Most discussions about Alzheimer’s and other forms of dementia focus on reducing risk and managing the decline. We often say that there is no cure; once the damage to your brain has been done, it can’t be undone. But what if there is a mechanism that could, theoretically, repair the synapses damaged by Alzheimer’s, and with it restore lost memories (https://longevity.technology/news/scientists-discover-way-to-repair-synapses-damaged-by-alzheimers/)?
A new study has come out of the Buck Institute of Aging that takes a different approach to most Alzheimer’s research. While other scientists focus on how to break down the progressive accumulation of toxic amyloid beta and tau proteins associated with the condition, the experts at the Buck Institute decided to investigate whether lost memory could be brought back.
What they found was a protein called KIBRA. It’s mostly present in the brain and kidneys, but it specifically works at the synapses, the places where neurons connect and pass messages. Synapses are also where memories are created, and they’re what we use when we try to recall something we’ve placed in our memory banks.
The researchers measured KIBRA levels in their participants.People who had been diagnosed with dementia had less KIBRA in their brains, despite having high amounts in their cerebrospinal fluid (CPF). Instead, more KIBRA in the CPF seemed to be associated with more accumulated tau protein. The higher the KIBRA in the CPF and the lower its presence in the brain, the more severe the dementia appeared to be. For Professor Tara Tracy, leader of the study, “It was very surprising how strong the relationship was, which really points to the role of KIBRA being affected by tau in the brain.”

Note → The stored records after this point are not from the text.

PR #301, opened 2021-12-03
strengthen requirements on typed_senders

ericniebler:
The current spec for `sender_traits` says the program is ill-formed if it _invokes_ a `set_*` overload that doesn't correspond to the types reported by the sender traits, but that's not strong enough. Even if it's in a branch that never executes at runtime, it would be problematic to even just _form_ a `set_*` expression that downstream code isn't expecting because it could cause hard errors during template instantiation.

Deal with this problem by replacing "invokes" with "odr-uses".

### DIFF
--- a/std_execution.bs
+++ b/std_execution.bs
@@ -3194,13 +3194,13 @@ enum class forward_progress_guarantee {
     </pre>
 
 6. If `value_types_of_t<S, Tuple, Variant>` for some sender type `S` is well formed, it shall be a type <code>Variant&lt;Tuple&lt;Args<sub>0</sub>...>, Tuple&lt;Args<sub>1</sub>...>, ..., Tuple&lt;Args<sub>N</sub>...>>></code>, where the type packs <code>Args<sub>0</sub></code> through <code>Args<sub>N</sub></code> are the packs of types the sender `S` passes as
-    arguments to `execution::set_value` after a receiver object. If such sender `S` invokes `execution::set_value(r, args...)` for some receiver `r`, where `decltype(args)` is not one of the type packs <code>Args<sub>0</sub></code> through <code>Args<sub>N</sub></code>, the program is ill-formed with no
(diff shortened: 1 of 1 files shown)


std_execution.bs
```diff
@@ -3194,13 +3194,13 @@ enum class forward_progress_guarantee {
     </pre>
 
 6. If `value_types_of_t<S, Tuple, Variant>` for some sender type `S` is well formed, it shall be a type <code>Variant&lt;Tuple&lt;Args<sub>0</sub>...>, Tuple&lt;Args<sub>1</sub>...>, ..., Tuple&lt;Args<sub>N</sub>...>>></code>, where the type packs <code>Args<sub>0</sub></code> through <code>Args<sub>N</sub></code> are the packs of types the sender `S` passes as
-    arguments to `execution::set_value` after a receiver object. If such sender `S` invokes `execution::set_value(r, args...)` for some receiver `r`, where `decltype(args)` is not one of the type packs <code>Args<sub>0</sub></code> through <code>Args<sub>N</sub></code>, the program is ill-formed with no
+    arguments to `execution::set_value` after a receiver object. If such sender `S` odr-uses ([basic.def.odr]) `execution::set_value(r, args...)` for some receiver `r`, where `decltype(args)...` is not one of the type packs <code>Args<sub>0</sub>...</code> through <code>Args<sub>N</sub>...</code>, the program is ill-formed with no
```
ericniebler, line 3197: FWIW, I think requiring _exact_ type matching here seems over-strict to me. If a sender reports that it sends an `int` but actually sends an `int&` or `const int&`, IFNDR seems a bit harsh. I'm also curious if we really mean `decltype(args)` here instead of `decltype((args))`. Only questions, no answers at this point.

griwes: Right, but if it reports that it sends `int &` but actually sends an rvalue, that's problematic, right?

ericniebler: Agreed. I haven't yet come up with a way of matching types here that says what we want it to say, mostly because I don't know yet exactly what we want to say.

ericniebler: I've filed this as #302 so we don't lose it.

PR #305, opened 2021-12-06
specify that all standard operation states are non-movable types

ericniebler:


kirkshoop (approved):

std_execution.bs
```diff
@@ -3066,6 +3066,8 @@ enum class forward_progress_guarantee {
         };
     </pre>
 
+2. Any operation state types defined by the implementation are non-movable types.
+
```
lewissbaker, line 3070: Do we need to require that they are non-movable (i.e. have a deleted move-constructor)?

Next, the scientists produced their own, simplified version of KIBRA and gave it to laboratory mice. The mice had a condition very similar to what would be Alzheimer’s in humans. When they received KIBRA, their synapses became stronger and more resilient. Their memory issues appeared to be reversed.
Now, KIBRA can’t do anything to remove accumulated tau, but if we can combine the developing treatments that do focus on tau reduction with some form of KIBRA-based therapy, we may be able to take a more multi-pronged approach to treating all the different aspects of Alzheimer’s. This could be a more effective way to stop the disease’s progression and repair the damage it has already done.